Rick Winfrey

Streaming UTF 8 Characters Over A Socket

February 04, 2013 » 2 minutes (472 words)

I’ve been working on building a Java web server from scratch. All that means is I’m not using any of the Http libraries Java provides in its newer SDK’s, and instead talking with ServerSockets and Sockets directly. It’s a fun challenge with many details to consider. One such detail is how to stream Japanese character strings via a Socket?

I’m kind of kooky and wanted my server to display a 404 not found error page in Japanese. Because I want my server to be runnable on any platform with a JVM, and also be able to serve the 404 page in Japanese on any platform, I need to generate the 404 page html on the fly. What this ultimately means is that I’m stuck using Java’s String classes to contain the Japanese characters I want to send over a Socket, and that created my problem.

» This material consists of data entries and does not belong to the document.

PR #196, opened 2016-05-13
added bounds argument to levenberg_marquardt

bjarthur:
clamping the search space drastically improves the fit in my use case, and prevents `SingularException`s being thrown.

while at it i also reformatted the docs to conform to current guidelines.

### DIFF
--- a/src/levenberg_marquardt.jl
+++ b/src/levenberg_marquardt.jl
@@ -1,23 +1,34 @@
 immutable LevenbergMarquardt <: Optimizer end
 
+"""
+    `levenberg_marquardt(f, g, x0; <keyword arguments>`
+
+Returns the argmin over x of `sum(f(x).^2)` using the Levenberg-Marquardt algorithm, and an
+estimate of the Jacobian of `f` at x.
+
+The function `f` should take an input vector of length n and return an output vector of length m.
+The function `g` is the Jacobian of f, and should be an m x n matrix.
+`x0` is an initial guess for the solution.
+
+Implements box constraints as described in Kanzow, Yamashita, Fukushima (2004; J Comp & Applied Math).
+
+# Keyword arguments
+* `tolX::Real=1e-8`: search tolerance in x
+* `tolG::Real=1e-12`: search tolerance in gradient
+* `maxIter::Integer=100`: maximum number of iterations
+* `lambda::Real=10.0`: (inverse of) initial trust region radius
+* `show_trace::Bool=false`: print a status summary on each iteration if true
+* `lower,upper=[]`: bound solution to these limits
+"""
 function levenberg_marquardt{T}(f::Function, g::Function, x0::AbstractVector{T};
     tolX::Real = 1e-8, tolG::Real = 1e-12, maxIter::Integer = 100,
-    lambda::Real = 10.0, show_trace::Bool = false)
-    # finds argmin sum(f(x).^2) using the Levenberg-Marquardt algorithm
-    #          x
-    # The function f should take an input vector of length n and return an output vector of length m
-    # The function g is the Jacobian of f, and should be an m x n matrix
-    # x0 is an initial guess for the solution
-    # fargs is a tuple of additional arguments to pass to f
-    # available options:
-    #   tolX - search tolerance in x
-    #   tolG - search tolerance in gradient
-    #   maxIter - maximum number of iterations
-    #   lambda - (inverse of) initial trust region radius
-    #   show_trace - print a status summary on each iteration if true
-    # returns: x, J
-    #   x - least squares solution for x
-    #   J - estimate of the Jacobian of f at x
+    lambda::Real = 10.0, show_trace::Bool = false, lower::Vector{T} = Array(T,0), upper::Vector{T} = Array(T,0))
+
+    # check parameters
+    ((isempty(lower) || length(lower)==length(x0)) && (isempty(upper) || length(upper)==length(x0))) ||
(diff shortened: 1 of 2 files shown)


pkofod:
@yuyichao or @KristofferC any chance you could take a look at this? I know these are busy times, but the change is relatively small.

I will make one comment myself. The particle swarm PR #218 also adds bounds, and we want to be consistent in the bounds interface, so we have to choose one or the other.

matthieugomez:
Is there any reference for your fix? I would do the following:
- check the bounds before computing `f(n_buffer)` 
- If `n_buffer` is outside the bound, go to the case  `rho < MIN_STEP_QUALITY`)

bjarthur:
i could be mistaken, but i believe algorithm 3.1 in http://www.mathematik.uni-wuerzburg.de/~kanzow/paper/CNSLMP.pdf is equivalent to what i propose.  specifically, their function P<sub>X</sub> is a projection onto the constrained solution space (defined at the end of section 1).  this would be a `clamp` in Julia, no?

matthieugomez:
Cool! And indeed I played with it and your solution does work better. I'm not
a maintainer here but I think it'd be great if you did the following

  * Check that you're within the bound before computing `f(n_buffer)`
  * Write the bounds as l = [1.25, -2.1] u = [Inf, Inf]  rather than [1.25 Inf ; -2.1 Inf], to be consistent with  the optim funcction



On Jul 13 2016, at 9:17 am, Ben Arthur &lt;notifications@github.com&gt; wrote:  

> i could be mistaken, but i believe algorithm 3.1 in [http://www.mathematik
.uni-wuerzburg.de/~kanzow/paper/CNSLMP.pdf](http://www.mathematik.uni-
wuerzburg.de/%7Ekanzow/paper/CNSLMP.pdf&r=cmVwbHkrMDA1ZWY3ZGQ0MmU1N2ExMmU1ZjBmMTcxYjViNGIyNGNjMmFkNGM5NmM5ZmJlN2ZiOTJjZjAwMDAwMDAxMTM5ZTAxNjY5MmExNjljZTA5Mzk4MTkwQHJlcGx5LmdpdGh1Yi5jb20=)
is equivalent to what i propose. specifically, their function PX is a
projection onto the constrained solution space (defined at the end of section
1). this would be a clamp in Julia, no?

>

> —  
> You are receiving this because you commented.  
> Reply to this email directly, [view it on
GitHub](https://github.com/JuliaOpt/Optim.jl/pull/196#issuecomment-232351512&r=cmVwbHkrMDA1ZWY3ZGQ0MmU1N2ExMmU1ZjBmMTcxYjViNGIyNGNjMmFkNGM5NmM5ZmJlN2ZiOTJjZjAwMDAwMDAxMTM5ZTAxNjY5MmExNjljZTA5Mzk4MTkwQHJlcGx5LmdpdGh1Yi5jb20=),
or [mute the
thread](https://github.com/notifications/unsubscribe/AF733ambsOuQL5nZuq1INWj2XwYZXUtvks5qVOVmgaJpZM4IeOmS&r=cmVwbHkrMDA1ZWY3ZGQ0MmU1N2ExMmU1ZjBmMTcxYjViNGIyNGNjMmFkNGM5NmM5ZmJlN2ZiOTJjZjAwMDAwMDAxMTM5ZTAxNjY5MmExNjljZTA5Mzk4MTkwQHJlcGx5LmdpdGh1Yi5jb20=).

pkofod:
Good to see further discussion here! Thanks for the link, I will have a look. I agree with the recent changes of bounds being two vectors (I think this is quite standard in many other pieces of software, and also in the particle swarm PR).

bjarthur:
box constraints now specified as two vectors, and the projection is done before the calculation of the residual.  seems to work well, though i've had to increase the maximum number of permissible iterations to get it to converge consistently.

pkofod:
Great. 

> seems to work well, though i've had to increase the maximum number of permissible iterations to get it to converge consistently.

I know this is kind of ping-pong, but if you have a reference, and can demonstrate that the "old" version is better, then by no ways am I going to force an inefficient implementation :)

bjarthur:
looking into it further, the problem was just a poor choice of tests.  kraznow et al actually say to project just @matthieugomez suggested, which is how the code stands now.

pkofod:
Okay, then I guess we're pretty close to a merge. I'm not going to ask you to document LM, as you didn't propose to add it from scratch, but thanks for putting the reference in the comments.

I would prefer if `lower` and `upper` where `x_min` and `x_max` for consistency reasons. Also, the "out of bounds x0" cases should be tested. I can make a PR against your branch, or you can include them, that's up to you.

bjarthur:
consistency is good, and i'm happy to make the change, but a quick [search](https://github.com/JuliaOpt/Optim.jl/search?utf8=%E2%9C%93&q=lower) in this package for "lower" shows that it's used quite frequently.

i'll push a test for the out of bounds shortly.

pkofod:
Point taken :) I actually so like lower and upper better now that I look at the different variable names.

pkofod:
I see you added the tests, thank you! I am wondering, is there a reason you didn't use `@test_throws`? Don't bother changing it, I was just wondering. I think the OSX travis builds are having problems today.

bjarthur:
didn't know about `@test_throws`.  much more concise!  change made.  thanks.

pkofod:
As `lower` and `upper` are used in `teh/constrained`, we'll go with that! Thanks a lot, sorry for the long processing time.

matthieugomez:
Thanks @bjarthur and @pkofod

PR #212, opened 2016-05-28
 Small test for content of extended trace in BFGS and NelderMead.

pkofod:
Making sure that the fields are actually there, as required.


pkofod:
Finally codecov is happy :)

Issue #224, opened 2016-06-14
GSoC: Documentation


pkofod:
ref #200 

I went ahead and tried to use Documenter.jl to generate our coming docs. It can be found at http://pkofod.github.io/OptimDoc.jl/latest/, as it won't generate, unless something is pushed to master (a PR to Optim wouldn't create a doc you could see). It's still WIP, but comments are still welcome.
- [ ] Add more solver details
- [x] Fix nelder mead once #220 is merged
- [x] Make sure to have a stable and latest version of the docs
- [x] Document AD better

edit: stable and latest are online http://www.juliaopt.org/Optim.jl/stable/ http://www.juliaopt.org/Optim.jl/latest/

KristofferC:
Do you want comments about small stuff like grammar / spelling? Any way comments can be done inline (like on a commit)?

pkofod:
Maybe I should go ahead and create a mirrored PR as well? I can see how comments can be a pain to give by referencing the generated docs. Grammar/spelling/ideas/don't do it like this/... everything is welcome if it improves the docs :)

pkofod:
Soo, I'm trying to get it to build, but I had some issues because I didn't have admin access at first. Let's see if the latest commit works! I'm only going to have a "latest" version until we tag the next version, and then we're going to have a latest and a stable version.

pkofod:
Seems to be working

PR #237, opened 2016-06-30
Improve Readme for Box minimization

matthieugomez:
Make d4 explicit + show optimizer option


pkofod:
Thanks. I'll merge it, but we're moving towards a proper documentation system, see #224

PR #238, opened 2016-06-30
Newton trust region

rgiordan:
This is a pretty straightforward implementation of the Nocedal and Wright's exact trust region method.  I've tried to write it flexibly enough that in the future people can implement their own sub-problem solutions.

This is my first PR to a major julia package, so please let me know if there's anything you want me to do differently!


pkofod:
Interesting! I've thought about how we could implement a `Newton()` constructor such that we could use dispatch to swtich between line search and trust region (given someone (you) implemented a trust region implementation).

I will review you PR, but I am trying to wrap up some code to do benchmarking and performance tracking of our solvers, so I am focusing on that at the moment (trying to figure out how to run the very high dimensional problems...). Don't be discouraged if I don't reply straight away, I will come back to it! Maybe others will come with comments as well.

rgiordan:
Sounds good, I'll be happy to support you review whenever you have time to get to it.  I the meantime, I'll try to figure out why it's failing on v0.5.

test/newton_trust_region.jl
```diff
@@ -0,0 +1,144 @@
...
+delta = 0.5 * sqrt(s_norm2)
+m, interior, lambda = Optim.solve_tr_subproblem!(gr, H, delta, s)
+@assert !interior
+@assert abs(lambda + L[1]) < 1e-4
+@assert abs(norm(s) - delta) < 1e-12
+
+
+#######################################
+# Next, test on actual optimization problems.
+using Optim
```
anriseth: Duplicate using statements from lines 1-2

rgiordan: Fixed, sorry about that.

rgiordan:
Travis will have the final say, but I believe the julia 5 tests are now fixed.

pkofod:
What was the problem?

rgiordan:
The main problem was that my test redefined functions (f, g!, and h!) in
the outermost scope, and that was somehow messing up the creation of a
TwiceDifferentiableFunction -- fg! would not return the correct
derivatives.  I don't know exactly why that was happening, but when I
mimicked the test for newton's method and renamed then f_2, g!_2, and h!_2
the problem went away.

Ryan

pkofod:
I believe v0.5 has introduced some changes to the ability to overwrite methods. Good to know it was an easy fix.

pkofod:
I believe `chol(A::Hermitian)` might be a v0.5 signature.

anriseth:
Are you sure you need to do the f_2, g!_2 and h!_2 renaming as well? That seems a bit arbitrary.

pkofod:
https://github.com/JuliaOpt/Optim.jl/pull/164

rgiordan:
Fixed: I check for the version number in the library and use or do not use Hermitian depending on the version.

src/newton_trust_region.jl
```diff
@@ -0,0 +1,378 @@
...
+#
+# Args:
+#  H_eigv: The eigenvalues of H, low to high
+#  qg: The inner product of the eigenvalues and the gradient in the same order
+#
+# Returns:
+#  hard_case: Whether it is a candidate for the hard case
+#  lambda_1_multiplicity: The number of times the lowest eigenvalue is repeated,
+#                         which is only correct if hard_case is true.
+function check_hard_case_candidate(H_eigv, qg)
```
johnmyleswhite: We should make sure this has the same 4-spaces indentation as the rest of the codebase.

src/newton_trust_region.jl
```diff
@@ -0,0 +1,378 @@
...
+    const delta_sq = delta^2
+
+    @assert n == length(s)
+    @assert (n, n) == size(H)
+    @assert max_iters >= 1
+
+    # symmetrizing H...this shouldn't be necessary, but currently the
+    # eigenvalues are only sorted if H is perfectly symmetric.
+    # (Julia issue #17093)
+    H += H'
```
johnmyleswhite: Why not sort the eigenvalues manually? As far as I can tell, for a NxN matrix, this computation is O(N^2) whereas the sorting is only O(N log N).

src/newton_trust_region.jl
```diff
@@ -0,0 +1,378 @@
...
+    H /= 2.
```
johnmyleswhite: You also might want to think about doing these operations in place.

src/newton_trust_region.jl
```diff
@@ -0,0 +1,378 @@
...
+    end
+
+    m = vecdot(gr, s) + 0.5 * vecdot(s, H_ridged * s)
+
+    return m, interior, lambda
+end
+
+
+immutable NewtonTrustRegion <: Optimizer
+  initial_delta::Real
```
johnmyleswhite: Don't create types with fields of type `Real`. If you want these fields to be of arbitrary type, please use a parametric type like:

```
immutable NewtonTrustRegion{T <: Real} <: Optimizer
    initial_delta::T
    delta_hat::T
    eta::T
    rho_lower::T
    rho_upper::T
end

File: test/newton_trust_region.jl [hunk 6]
```diff
@@ -0,0 +1,142 @@
...
+  0.5 * (x[1]^2 + eta * x[2]^2)
+end
+
+function g!_2(x::Vector, storage::Vector)
+  storage[1] = x[1]
+  storage[2] = eta * x[2]
+end
+
+function h!_2(x::Vector, storage::Matrix)
+  storage[1, 1] = 1.0
```
johnmyleswhite: Strive for consistent whitespace here as well.

johnmyleswhite:
This looks really like a really high quality PR. I'm not that familiar with trust region methods, so I'll let @pkofod do review of that, but I made some Julia-level comments.

Thanks for working on this!

src/newton_trust_region.jl
rgiordan: Actually, per a suggestion made in the referenced issue, using Symmetric() should suffice.  As far as I can tell, Symmetric doesn't do any actual computation.  So I can just remove the symmetrization here.

src/newton_trust_region.jl
rgiordan: See above -- I'll just not do this.

src/newton_trust_region.jl
rgiordan: Done.

src/newton_trust_region.jl
rgiordan: Sorry about that, fixed.

test/newton_trust_region.jl
rgiordan: Done.

johnmyleswhite:
Thanks for all the changes!

pkofod:
I'll comment on it tonight local time, so within the next 15 hours :)

src/optimize.jl
```diff
@@ -70,6 +70,30 @@ function optimize(f::Function,
     optimize(f, g!, h!, initial_x, method, options)
 end
 
+function optimize(f::Function,
```
pkofod: Is it intentional that you're making NewtonTrustRegion the default for the case where a function, a gradient, a hessian, and an initial x is provided? If so, the above method definition should be removed. I do kinda feel we need some benchmarks first, though.

rgiordan: Thank you for pointing this out.  No, that wasn't intentional.  In fact, now that I look at it, I'm not sure how julia would resolve a call to optimize(f, g!, h!, initial_x) since both the Newton and NewtonTrustRegion would match that signature, only with different arguments.  Are you implying that julia will take the later definition?  Or is there some other julia-fu that I'm missing?

I'll be happy to change this however you see fit.  I agree that it is probably premature to make this the default.

pkofod: It will just get overwritten, such that only your signature will be used.
```julia
julia> f(x;y=1)=x+y
f (generic function with 1 method)

julia> f(x;y=2)=x+y
f (generic function with 1 method)

julia> f(3)
5
```

rgiordan: Gotcha.  This was a mistake on my part.  I think there is no harm in simply removing the trust region default definition here.  I'll push this change shortly.

src/newton_trust_region.jl
```diff
@@ -0,0 +1,375 @@
...
+            for i=1:n
+                H_ridged[i, i] = H[i, i] + lambda
+            end
+
+            for iter in 1:max_iters
+                lambda_previous = lambda
+
+                # Version 0.5 requires an exactly symmetric matrix, but
+                # version 0.4 does not have this function signature for chol().
+                R = VERSION < v"0.5-" ?
```
pkofod: small thing, but I think this should just be one line for readability, or an explicit if-else-end statement

src/newton_trust_region.jl
```diff
@@ -0,0 +1,375 @@
...
+#
+# Returns:
+#  m - The numeric value of the quadratic minimization.
+#  interior - A boolean indicating whether the solution was interior
+#  lambda - The chosen regularizing quantity
+function solve_tr_subproblem!{T}(gr::Vector{T},
+                                 H::Matrix{T},
+                                 delta::T,
+                                 s::Vector{T};
+                                 tolerance=1e-10,
```
pkofod: do you have any idea which one is hit most often with the small julia-function test suite we're using currently in the tests ? I mran is 1e-10 reached often, or does it basically just run 5 times each time?

src/newton_trust_region.jl
rgiordan: Done, will be in next push.

src/newton_trust_region.jl
```diff
@@ -0,0 +1,375 @@
...
+                                 max_iters=5)
+    const n = length(gr)
+    const delta_sq = delta^2
+
+    @assert n == length(s)
```
pkofod: are these asserts really needed?  I mean, s is `Array(T, n)`, and max_iters should be common sense .

src/newton_trust_region.jl
```diff
@@ -0,0 +1,375 @@
...
+#  m - The numeric value of the quadratic minimization.
+#  interior - A boolean indicating whether the solution was interior
+#  lambda - The chosen regularizing quantity
+function solve_tr_subproblem!{T}(gr::Vector{T},
+                                 H::Matrix{T},
+                                 delta::T,
+                                 s::Vector{T};
+                                 tolerance=1e-10,
+                                 max_iters=5)
+    const n = length(gr)
```
pkofod: I'm pretty sure these const'ss are unnecessary, n and delta_sq could still be changed afterwards. 

```jlcon
julia> function f(x)
       const y = 4
       y = x
       end
f (generic function with 1 method)

julia> f(1)
1
```

pkofod:
Looks pretty good to me. I'll take one more look at the subproblem-function tomorrow, but nothing really stood out. I'm curious if the `1e-10` tolerance is a bit tight, but I've never actually implemented a trust-region solver, so I am actually just curious. Have you tested if it just hits the max_iters-upper bound all the time? I also really love all the comments.

Would it be possible to add a simple page in the docs?

src/newton_trust_region.jl
rgiordan: I don't know.  Let me know if you want me to dig in and find out.

We've been using this code for a while on a [particular problem in astronomy](https://github.com/jeff-regier/Celeste.jl).  When I played around with this in that context, I decided that when you need more than five iterations, you're probably not close to the optimum anyway and getting lambda exactly right wasn't worth it.  I didn't demonstrate this carefully, however, and I haven't explored the question on other problems.

Perhaps this should be made a user-specifiable option.  LMK if you want me to do that.

src/newton_trust_region.jl
rgiordan: My style is to err on the side of more asserts than fewer.  It'll be your code going forwards, though, so I'll defer to you if you want to get rid of them.

src/newton_trust_region.jl
rgiordan: Huh, that's news to me.  If it doesn't actually mean ```const```, then I'll get rid of it.  Done, next push.

rgiordan:
I'll be happy to add a doc page tonight or tomorrow sometime.  Now that you bring it up, I do think that I should at least add the outcome of the subproblem to the trace, so I'll do that too.

pkofod:
> I should at least add the outcome of the subproblem to the trace

Yes, I think it's a good idea to add it to the extended trace. This gives a bit more "debugging" information to users.

rgiordan:
On the test problems, it is the case that most of the time the subproblem is being solved in less than five iterations.

However, I discovered a different problem through the Exponential test problem -- I think line 369 can cause problems by setting a very small delta when the problem is near convergence.  The Exponential problem is getting to the right solution, but it's setting a bad delta right at the optimum and so terminating due to hitting max iters rather than detecting convergence.  The tests passed because they only checked that it got to the solution, not that it actually converged according to something other than hitting max iters.

I'll fix this and ping this PR when I'm done.

pkofod:
Really great stuff. I think it's pretty close to done. Dont go too crazy with the docs, it doesn't have to be a whole text book chapter :)

rgiordan:
The problem was that when you get so close to convergence that the function difference is below machine precision (which can happen when f_tol is 1e-32 as it is by default), then the algorithm doesn't know the difference between a mismatch between the function and the quadratic and floating point error.  I decided to go with a fix that assesses convergence when the quadratic decrease is less than machine precision in the hope that the gradient will converge quickly whenever this happens.

I'll whip up a doc shortly.

rgiordan:
Documentation done, PTAL.

docs/src/algo/newton_trust_region.jl
```diff
@@ -0,0 +1,51 @@
...
+
+If the trust region size, $\Delta_k$, is large enough that the minimizer of the quadratic approximation $m_k(p)$ has $||p|| \le \Delta_k$, then the step is the same as an ordinary Newton step.  However, if the minimizer lies outside the trust region, then the minimizer will occur on the boundary, and the step will have $||p|| = \Delta_k$.  It turns out that when the Cholesky decomposition of $B_k$ can be computed, the optimal $p$ can be found numerically with relative ease.  (See [1], section 4.3)  This is the method currently used in ```Optim.jl```.
+
+It makes sense to adapt the trust region size, $\Delta_k$, as we move through the space and assess the quality of the quadratic fit.  This adaptation is controlled by the parameters $\eta$, $\rho_{lower}$, and $\rho_{upper}$, which are parameters to the ```NewtonTrustRegion``` optimization module.  For each step, we calculate
```
pkofod: "This adaptation is controlled by the parameters $\eta$, $\rho_{lower}$, and $\rho_{upper}$ in the ```NewtonTrustRegion``` type"?

At least, I'm not sure module is the right word here, especially as you are using the exact name of the type.

docs/src/algo/newton_trust_region.jl
```diff
@@ -0,0 +1,51 @@
...
+
+$\rho_k := \frac{f(x_{k+1}) - f(x_k)}{m_k}$
```
pkofod: shouldn't it be `m_k(0)-m_k(x_{k+1}-x_{k})` in the denominator?

pkofod:
Looks really great. You should add the new file to the mkdocs yml file like for newton: https://github.com/JuliaOpt/Optim.jl/blob/48a4d82a6db8a503ec539167b2e70f2ba29c5b46/docs/mkdocs.yml#L46 or else it will not appear on the website.

Other than that, this looks pretty good to me! It comes at a quite convenient time, as we'll have AD Hessians when #244 is merged :)

docs/src/algo/newton_trust_region.jl
rgiordan: Good catch, I've changed it to "method" in the next push.

docs/src/algo/newton_trust_region.jl
rgiordan: Yes indeed (though with the sign switched relative to how you have it).  I got mixed up by the difference between N&W's notation and the code.  :P  (Note also in the code that the numerator is f(x_k) - f(x_{k+1}), in contrast to the formula in the doc.)  Good catch.

rgiordan:
How can I best test that the docs are correct?  (I'm not familiar with Documenter so I thought I would just ask.)

docs/src/algo/newton_trust_region.md
```diff
@@ -0,0 +1,57 @@
...
+
+Finally, we only accept a point if its decrease is appreciable compared to the quadratic approximation.  Specifically, a step is only accepted $\rho_k > \eta$.  As long as we choose $\eta$ to be less than $\rho_{lower}$, we will shrink the trust region whenever we reject a step.  Eventually, if the objective function is locally quadratic, $\Delta_k$ will become small enough that a quadratic approximation will be accurate enough to make progress again.
+
+## Example
+
+```julia
+using Optim
+prob = Optim.UnconstrainedProblems.examples["Rosenbrock"];
+ddf = TwiceDifferentiableFunction(prob.f, prob.g!,prob.h!)
+res = Optim.optimize(prob.f, prob.g!, prob.h!, prob.initial_x, method=NewtonTrustRegion())
```
anriseth: Should it be using `ddf` in the argument to `optimize` here?

rgiordan: Thank you, yes.  Actually, let me just get rid of ddf.

pkofod:
If you have mkdocs installed, you can browse to the directory and write `mkdocs serve`. Other than that, I'm not really sure. I wish it was easier to preview it for PRs.

rgiordan:
It fails with the below error.  Is there maybe an additional step that I'm
missing?

A little README.md in this directory would probably help contributors like
me a lot.

```
$ mkdocs serve
Traceback (most recent call last):
  File "/usr/bin/mkdocs", line 9, in <module>
    load_entry_point('mkdocs==0.11.1', 'console_scripts', 'mkdocs')()
  File "/usr/lib/python3/dist-packages/mkdocs/main.py", line 60, in run_main
    main(cmd, args=sys.argv[2:], options=dict(opts))
  File "/usr/lib/python3/dist-packages/mkdocs/main.py", line 33, in main
    serve(config, options=options)
  File "/usr/lib/python3/dist-packages/mkdocs/serve.py", line 82, in serve
    build(config, live_server=True)
  File "/usr/lib/python3/dist-packages/mkdocs/build.py", line 267, in build
    build_pages(config)
  File "/usr/lib/python3/dist-packages/mkdocs/build.py", line 207, in
build_pages
    input_content = io.open(input_path, 'r', encoding="utf_8").read()
FileNotFoundError: [Errno 2] No such file or directory: 'build/Home'
```

pkofod:
You probably have to run `julia make.jl` first, as the `build` folder is in `.gitignore`

pkofod:
> A little README.md in this directory would probably help contributors like me a lot.

I'll add it to the contributors part of the docs. Good to get some feedback on this process :)

rgiordan:
Yes, I had guessed that, but it still doesn't work.  The output is this:

```
Optim.jl/docs$ julia make.jl
Documenter: setting up build directory.
Documenter: redirecting output streams.
Documenter: expanding markdown templates.
Documenter: building cross-references.
Documenter: running document checks.
Documenter: restoring output streams.
 !! Skipped doctesting.
Documenter: populating indices.
Documenter: rendering document.
Documenter: copying assets to build directory.
Documenter: skipping docs deployment.
rgiordan@kokshetau:~/Documents/git_repos/Optim.jl/docs$ mkdocs serve
Traceback (most recent call last):
  File "/usr/bin/mkdocs", line 9, in <module>
    load_entry_point('mkdocs==0.11.1', 'console_scripts', 'mkdocs')()
  File "/usr/lib/python3/dist-packages/mkdocs/main.py", line 60, in run_main
    main(cmd, args=sys.argv[2:], options=dict(opts))
  File "/usr/lib/python3/dist-packages/mkdocs/main.py", line 33, in main
    serve(config, options=options)
  File "/usr/lib/python3/dist-packages/mkdocs/serve.py", line 82, in serve
    build(config, live_server=True)
  File "/usr/lib/python3/dist-packages/mkdocs/build.py", line 267, in build
    build_pages(config)
  File "/usr/lib/python3/dist-packages/mkdocs/build.py", line 207, in
build_pages
    input_content = io.open(input_path, 'r', encoding="utf_8").read()
FileNotFoundError: [Errno 2] No such file or directory: 'build/Home'
```

pkofod:
I don't really know what the problem is. Maybe python related? I have zero experience with python, but I always end up tracking down errors for hours when running into stuff like this. Anyway, it runs locally, I've sent you a pdf with the page to your e-mail.

rgiordan:
The emailed pdf looked good to me.  Sorry I didn't have the bandwidth this afternoon to work through the Documenter bugs.

pkofod:
Did you change anything after I sent you the pdf? The line just before "Conversely, if" looks odd in the pdf, but the source looks fine.

If you rebase this, I think we're good to go!

rgiordan:
I've rebased and pushed.

The pdf does look strange, as if there were an extra $.  I also agree the
source looks fine.  I'm sorry I can't build myself and check -- could you
re-build the docs and see if the problem is still there?  If so, maybe I
need to get the documentation building working to debug this.

pkofod:
There seems to be some git-weirdness going on here. You now have all the latest commits from other pull requests also in here? Tests didn't pass either.

rgiordan:
Yes indeed, looking into it now.

pkofod:
Also, I'll fix the doc problems if they show op in master, don't worry about that.

rgiordan:
I'm not sure what happened, but the rebase seems to have gone wrong somehow.

Would you have any objection to just making a new branch and new PR?  My git-fu is not strong enough to be comfortable rewinding history.  (Unless you have specific advice on how to do that.)

rgiordan:
I created https://github.com/JuliaOpt/Optim.jl/pull/245.  Sorry about the trouble.  I wish I understood what went wrong...

PR #242, opened 2016-07-12
Define endof for OptimizationTrace

ahwillia:
I tried to access `trace[end]` in some code and ran into this error. I opened a PR since I don't see any reason to not add this.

Transmitting Japanese characters requires me to write those characters as bytes encoded as UTF-8 characters. This is a problem because the String Class default character encoding is UTF-16 (rather than UTF-8). I needed some way of getting a string to be converted into UTF-8 when writing to a Socket’s Output Stream.

Java offers a few different ways of writing to a Socket’s Output Stream. The important thing to remember is that when data is transferred via a socket, it’s transferred as binary. That means any character or text we push through the Socket must first be converted to binary. For the majority of the Socket Output Stream writing my server does, I can simply use DataOutputStream which provides an easy to use interface for writing either Byte arrays or Strings to the Output Stream of a Socket. However, it does not let you change the encoding type - a big drawback for me.

But then I stumbled on the OutputStreamWriter class. The opening line of its Java Docs states:

An OutputStreamWriter is a bridge from character streams to byte streams: Characters written to it are encoded into bytes using a specified charset. The charset that it uses may be specified by name or may be given explicitely, or the platform’s default charset may be accepted.

Bingo! A little rewiring of the way my server was writing to a connected Socket and I soon had a properly encoded 404 page with Japanese characters!

The moral of this story was Java’s IO objects can be confusing because there are so many - but it also means that whatever you’re attempting to do with characters and streams can probably be done by a single class you’ve yet to find. Also, praise to documentation - for without it I would not have a 404 page in Japanese and my life would not feel as complete.